In your Python file, import the necessary libraries:
import requests
import json
Define the API endpoint and parameters for the PageSpeed Insights API. Replace “YOUR_API_KEY” with your actual API key, and replace “https://example.com” with the URL of the website you want to analyze:
url = “https://www.googleapis.com/pagespeedonline/v5/runPagespeed”
params = {
“url”: “https://example.com”,
“strategy”: “desktop”,
“fields”: “lighthouseResult/cachedPages/cachedHtml”,
“key”: “YOUR_API_KEY”
}
Make an HTTP GET request to the API endpoint using the requests library.
import requests
import json
Parse the JSON response using the json library.
# Parse the JSON response
data = json.loads(response.content)
Extract the cached HTML data from the response
# Extract the relevant data from the response
cached_html = data[“lighthouseResult”][“cachedPages”][“cachedHtml”]

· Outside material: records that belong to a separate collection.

PR #1767, opened 2016-02-02
SAML forms-based authentication in CLI

rayluo:
Now customers can configure a profile to authenticate against a SAML Identity Provider (IdP). Only forms-based authentication is supported so far.
- You will need to configure your profile, which looks like the example in boto/botocore#783
- `saml_username` can be prompted by CLI, so it is optional in the configuration.
- ~~you don't have to specify the role_arn, CLI will prompt and ask for your input~~ You STILL NEED to specify the role_arn in config.

Relies on boto/botocore#783

### DIFF
--- a/awscli/customizations/assumerole.py
+++ b/awscli/customizations/assumerole.py
@@ -3,6 +3,8 @@ import json
 import logging
 
 from botocore.exceptions import ProfileNotFound
+from botocore.compat import six
+from six.moves import input as raw_input
 
 LOG = logging.getLogger(__name__)
 
@@ -37,7 +39,40 @@ def inject_assume_role_provider_cache(session, **kwargs):
                   "JSONFileCache for assume-role.")
         return
     cred_chain.get_provider('assume-role').cache = JSONFileCache()
-    cred_chain.get_provider('assume-role-with-saml').cache = JSONFileCache()
+    saml_provider = cred_chain.get_provider('assume-role-with-saml')
+    saml_provider.cache = JSONFileCache()
+    saml_provider.role_selector = role_selector
+
+
+def role_selector(role_arn, roles):
+    if role_arn:
+        chosen_roles = [r for r in roles if r['RoleArn']==role_arn]
+        if not chosen_roles:
+            raise ValueError(
+                'Your specified role %s does not exist in IdP roles list: %s'
+                % (role_arn, [r['RoleArn'] for r in roles]))
+        role = chosen_roles[0]
+    else:
+        # So end user has not yet configured a role_arn.
+        # If IdP provides more than one role, ask the user to choose one,
+        # otherwise just proceed.
+        if len(roles) > 1:
+            options = [(str(i), role) for i, role in enumerate(roles, start=1)]
+            prompt = "\n".join(
+                "[%s]: %s" % (i, role['RoleArn']) for i, role in options)
+            choice = raw_input(
+                "Please choose the role you would like to assume:\n"
+                "(You can preconfigure the role_arn in your profile)\n"
+                "%s\n"
+                "Selection: " % prompt)
+            role = dict(options).get(choice)
+            if not role:
+                raise ValueError('You selected an invalid role index.')
+        elif roles:
+            role = roles[0]
+        else:
+            raise ValueError('There is no role to choose')
+    return role
 
 
 class JSONFileCache(object):
--- a/awscli/customizations/assumerole.py
+++ b/awscli/customizations/assumerole.py
@@ -3,8 +3,6 @@ import json
 import logging
 
 from botocore.exceptions import ProfileNotFound
-from botocore.compat import six
-from six.moves import input as raw_input
 
 LOG = logging.getLogger(__name__)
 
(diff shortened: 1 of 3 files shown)


awscli/customizations/assumerole.py
```diff
@@ -36,8 +38,41 @@ def inject_assume_role_provider_cache(session, **kwargs):
...
+        if not chosen_roles:
+            raise ValueError(
+                'Your specified role %s does not exist in IdP roles list: %s'
+                % (role_arn, [r['RoleArn'] for r in roles]))
+        role = chosen_roles[0]
+    else:
+        # So end user has not yet configured a role_arn.
+        # If IdP provides more than one role, ask the user to choose one,
+        # otherwise just proceed.
+        if len(roles) > 1:
```
jamesls: I don't think we should be prompting users to select a role here.  The CLI typically only prompts for things when required (i.e MFA tokens and soon the SAML passwords).  They should explicitly set which role they want to use in their config file.

I like the AWS powershell model for how they handle SAML.  Configuration is a separate concern.  If we want to update our `aws configure` command to prompt for SAML values, do an initial login and prompt you to pick which role to associate with the profile, that seems pretty reasonable.

awscli/customizations/assumerole.py
```diff
@@ -36,8 +38,41 @@ def inject_assume_role_provider_cache(session, **kwargs):
...
+            choice = raw_input(
+                "Please choose the role you would like to assume:\n"
+                "(You can preconfigure the role_arn in your profile)\n"
+                "%s\n"
+                "Selection: " % prompt)
+            role = dict(options).get(choice)
+            if not role:
+                raise ValueError('You selected an invalid role index.')
+        elif roles:
+            role = roles[0]
```
jamesls: Following up from the comment above, I also don't think we should silently pick the first role if only one role is available.  A user doesn't necessarily control which roles they can assume, and something as simple as adding a new role can potentially break them.

There's also no guarantee that the role you can assume could be swapped out by an admin so we'll now silently start assuming some different role the user may be unaware of.  I would expect in this case that we should error out.

I think explicitly requiring the role in the config + `aws configure` helper to make this process easy (by presenting them with a list of roles and asking them to select one) seems like the best way to address this, and cleanly separates concerns.

Does that seem reasonable?

rayluo: I have to admit that the current "choosing role on the fly" and "automatically choose the only available role" behavior was influenced by [Quint's post](http://blogs.aws.amazon.com/security/post/TxU0AVUS9J00FP/How-to-Implement-a-General-Solution-for-Federated-API-CLI-Access-Using-SAML-2-0). He did the same thing there.

If I were an end user in an organization, I would just use whatever role my administrator gave me, be it "dev" or "marketing" or something else, as long as it allows me to finish the job that I was supposed to accomplish by that role. So, switching role is not a concern for me (as an end user). I can be an "devops" today and administrator gives me a role to handle EC2 instances, I switched to marketing department tomorrow and my new role can access materials in the organization's S3 bucket.

So do we want to have this feature here?

jamesls: The AWS profiles have always maintained the property that they correspond to a single set of permissions (i.e one credential pair, one role).

I don't think it's unreasonable that if you want to use a different role, you have to rerun `aws configure`.  This is also what AWS powershell does (maps one profile to one role).  Seems like another reason to stay consistent.

If we separate concerns, the only downside I see is you have to run `aws configure ...` to reconfigure a role if it changes.  I think being explicit about this also serves as an acknowledgement to the user that they understand what role they're picking.

Also, let's say a user *wants* to explicitly set a role but doesn't know the full role ARN.  If we leave this change as is, the user has to make some arbitrary CLI call, look at the RoleArns from the printed list, then copy/paste that into their AWS config file.  If this is exposed via `aws configure` they can easily set that up and select the correct role.

jamesls:
Code change looks good, once we get the botocore change in and a clean run through travis.

One other thing I forgot, we should get the config-vars topic guide updated (http://docs.aws.amazon.com/cli/latest/topic/config-vars.html).  It currently has docs for assuming a role, we should update the docs to also document how to configure assume role with SAML.

kyleknap:
Yeah I am in the same vote as James here. Looks good but lets add some documentation in the help topic about it.

awscli/topics/config-vars.rst
```diff
@@ -225,6 +225,47 @@ Example configuration::
...
+
+The AWS CLI will automatically authenticate you against the SAML IdP, and then
+retrieve AWS credentials for you. You do not need to configure any credentials.
+
+You can specify the following configuration values for configuring an SAML role
+in the AWS CLI config file:
+
+* ``saml_endpoint`` - The URL of the login page of your SAML IdP
+* ``saml_authentication_type`` - The authentication type of your SAML IdP.
+  So far, the only valid setting is `form`, means forms-based authentication.
```
kyleknap: `form` --> ``form`` to make it a literal. Same thing for ``adfs`` and ``okta`` later in the guide.

awscli/topics/config-vars.rst
```diff
@@ -225,6 +225,47 @@ Example configuration::
...
+Markup Language (SAML) Identity Providers (IdP) which provides forms-based
+authentication.
+
+The AWS CLI will automatically authenticate you against the SAML IdP, and then
+retrieve AWS credentials for you. You do not need to configure any credentials.
+
+You can specify the following configuration values for configuring an SAML role
+in the AWS CLI config file:
+
+* ``saml_endpoint`` - The URL of the login page of your SAML IdP
```
kyleknap: Maybe make a point that it needs to be https

kyleknap:
Awesome. Had a couple small comments, but :ship:

lorengordon:
This looks pretty cool! Do you expect it will work to retrieve temporary credentials for AWS Directory Service users that are mapped to an IAM role?

atward:
Seems to be issues with this commit https://github.com/aws/aws-cli/pull/1767/commits/00158a27e1436a6f6c8d53cde9f77e24a88e7e24

I have same errors as reported by travis

```
$ aws sts get-caller-identity

Credential named assume-role-with-saml not found.
```

I would love to see this included in aws-cli, but don't know enough about the creds provider to assist.

jamesls:
Superceded via https://github.com/boto/botocore/pull/1316

PR #1770, opened 2016-02-03
Add docs requirements file for generating docs

kyleknap:
Similar to what we do for boto3: https://github.com/boto/boto3/blob/develop/requirements-docs.txt.
More maintainable for scripting purposes.


requirements-docs.txt
```diff
@@ -0,0 +1,2 @@
+Sphinx==1.1.3
+-rrequirements.txt
```
jamesls: I know this is how boto3 does it, but do you know why we include requirements.txt?   For docs we should only need the `pip install -e .` and the `requirements-docs.txt` file.  Do we want to be pulling in dev versions of botocore when building docs?

kyleknap: It is so you can pull in the most recent botocore, which is needed for boto3 because the doc logic for botocore live in boto3. I would be fine with the ``-e`` option for the CLI because this logic is not really too coupled with botocore.

jamesls: Not sure I follow.  My issue was more that we're always building docs against the develop version of botocore instead of whatever the setup.py says you should use for botocore.  This means that `requirements-docs.txt` should *not* be used for anything other than the develop branch or the latest tag.  Otherwise, something like this would be wrong:

```
git checkout 1.9.0
pip install -r requirements-docs.txt
cd docs && make html
```

kyleknap: I was just explaining why we do it for boto3. It is because read the docs shows the develop branch of boto3 and so sometimes to build the docs off of the develop branch we may need the develop branch of botocore.

For the CLI we do not use the develop branch (latest release instead). So yes it makes more sense to do ``pip install -e .`` I will make the change

kyleknap:
Updated it to use ``-e .``

jamesls:
:shipit:  Looks good to me.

Update the cache with the new data by creating a dictionary with the key “website_data” and the value of the cached HTML data. You can use any caching mechanism you like, such as writing the data to disk or storing it in a database
# Update the cache with the new data
cache = {“website_data”: cached_html}
# code to write the updated cache back to disk or a database
Save your Python file and run it using the command line or your IDE’s run command. If everything is set up correctly, your Python code should make a request to the PageSpeed Insights API, retrieve the cached HTML data, and update your website cache accordingly.
That’s it! By following these steps, you should now be able to update website cache using Python and the Google PageSpeed Insights API.
Full Python Code:
import requests
import json
# Define the API endpoint and parameters
url = “https://www.googleapis.com/pagespeedonline/v5/runPagespeed”
params = {
“url”: “https://example.com”,
“strategy”: “desktop”,
“fields”: “lighthouseResult/cachedPages/cachedHtml”,
“key”: “YOUR_API_KEY”
}
# Make an HTTP GET request to the API endpoint
response = requests.get(url, params=params)
# Parse the JSON response
data = json.loads(response.content)
# Extract the relevant data from the response
cached_html = data[“lighthouseResult”][“cachedPages”][“cachedHtml”]
# Update the cache with the new data
cache = {“website_data”: cached_html}
# code to write the updated cache back to disk or a database
These undenied technical SEO factors will certainly going to improve your SEO campaign performance. So don’t hesitate to get it implemented right away!